Saved entries:
════
PR #1979, opened 2026-09-13
fix(engine): match a filename boundary before auto-publishing an artifact

### LINKED ISSUE #1978: [Bug]: artifact auto-publish delivers a file whose name is only a substring of the one the reply mentions
### Summary

The artifact auto-publish backstop delivers files the model never mentioned. It
gates on the file being "named in the assistant's final text", but tests that
with plain substring containment, so one filename matches inside a longer one.

### Reproduction

```python
import tempfile
from pathlib import Path
from agentos.tools.types import CallerKind, ToolContext

ws = Path(tempfile.mkdtemp()) / "workspace"; ws.mkdir(parents=True)
media = Path(tempfile.mkdtemp()) / "media"

# an intermediate the model wrote this turn and never mentioned
(ws / "data.json").write_text('{"rows": 1}', encoding="utf-8")

ctx = ToolContext(
    caller_kind=CallerKind.WEB,
    workspace_dir=str(ws),
    artifact_media_root=str(media),
    artifact_session_id="sess-1",
    session_key="agent:main:webchat:x",
)
ctx.workspace_file_writes.append({
    "path": str((ws / "data.json").resolve()),
    "relative_path": "data.json",
    "name": "data.json",
    "suffix": ".json",
})

    ctx, final_text="I refreshed metadata.json with the new schema."
)
print([a["name"] for a in result.artifacts])
```

```
['data.json']
```

Expected: `[]`. The reply names `metadata.json`; `data.json` is a substring of
it.

The same thing happens through a full turn: a `TurnRunner` run whose model
writes `data.json` and whose final text mentions only `metadata.json` emits an
`ArtifactEvent` for `data.json`.

The backstop runs on every turn that wrote a deliverable file, on the Web and
channel surfaces. Nothing unusual is needed to trip it — only a pair of names
where one contains the other, which is how related files are normally named:

- `data.json` inside `metadata.json`
- `out.csv` inside `checkout.csv`, `handout.csv`, `layout.csv`
- `report.csv` inside `weekly-report.csv`
- `out.csv` inside `out.csv.bak`

Writing an intermediate and mentioning only the final output is the ordinary
shape of a data task.

### Cause

`src/agentos/engine/artifact_delivery.py`:

```python
    text = final_text.casefold()
    candidates = {relative_path, path, name}
```

`name` is a bare filename, so containment matches anywhere it appears — including
in the middle of a different filename.

### Impact

The docstring calls this "intentionally conservative". In practice the user
receives a file they were never told about, published into the artifact store
and delivered to the channel. An intermediate can hold rows the final output
deliberately dropped.

### Fix

Require the mention to sit on a filename boundary. `\b` is not enough — `.` and
`-` are non-word characters, so `\b` still matches inside `metadata.json` — so
the guard is written in terms of filename characters, the same reasoning
ed55128d used for bare status codes.

A trailing `.` stays allowed so a name that ends a sentence keeps matching,
while `.` followed by an alphanumeric is rejected so `out.csv` does not match
inside `out.csv.bak`. `/` and `\` stay boundaries so a bare name still matches
when the text spells the path it sits in.

permadiekapermana:
### Summary

`auto_publish_omitted_workspace_artifacts` calls itself "intentionally
conservative" and gates on the file being named in the assistant's final text,
but `_text_mentions_written_file` tested that with plain containment. One
filename therefore matched inside a longer one, and the backstop delivered a
file the model never mentioned.

Measured on `main`: a turn that writes `data.json` and replies "I refreshed
metadata.json with the new schema." publishes `data.json`, because `data.json`
is a substring of `metadata.json`.

### Why it matters

The backstop runs on every turn that wrote a deliverable, on the Web and channel
surfaces. Tripping it needs only a pair of names where one contains the other,
which is how related files are normally named — `out.csv` inside `checkout.csv`,
`report.csv` inside `weekly-report.csv`, `out.csv` inside `out.csv.bak`. Writing
an intermediate and mentioning only the final output is the ordinary shape of a
data task, and an intermediate can hold rows the final output deliberately
dropped.

### Changes

- `src/agentos/engine/artifact_delivery.py`: a mention must sit on a filename
  boundary.
- `tests/test_engine/test_artifact_mention_boundary.py`: eighteen tests.

`\b` is not enough here — `.` and `-` are non-word characters, so `\b` still
matches inside `metadata.json` — so the guard is written in terms of filename
characters, the same reasoning ed55128d used for bare status codes. Three
deliberate calls, each pinned by a test:

- a trailing `.` stays allowed, so a name that ends a sentence keeps matching;
- `.` followed by an alphanumeric is rejected, so `out.csv` does not match
  inside `out.csv.bak`;
- `/` and `\` stay boundaries, so a bare `name` still matches when the text
  spells the path it sits in.

Seven of the eighteen fail against `main`, including the turn-level one. The
other eleven are the mention forms that must keep matching — backticks, markdown
links, quotes, parentheses, both path separators — plus a positive control
through `TurnRunner`, so the negative turn test cannot pass on a misconfigured
context.

### Verification

```
uv run pytest tests/test_engine tests/test_tools -q    # 2365 passed, 13 skipped
uv run ruff check src tests                            # All checks passed
uv run mypy src/agentos --show-error-codes             # Success: no issues found in 627 source files
```

Fixes #1978


andreapn:
Thanks for the report and the PR. #1978 has been resolved by #2063, which was merged. The two fixes are equivalent for ASCII names; #2063 was picked because its `\w`-based boundary also holds for non-ASCII filenames (with this PR's `[A-Za-z0-9_.\-]` classes, `データ.csv` still matches inside `全データ.csv`). Closing this one.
════
Pull out each line of the records holding the string "intermediate".

# an intermediate the model wrote this turn and never mentioned
Writing an intermediate and mentioning only the final output is the ordinary
and delivered to the channel. An intermediate can hold rows the final output
an intermediate and mentioning only the final output is the ordinary shape of a
data task, and an intermediate can hold rows the final output deliberately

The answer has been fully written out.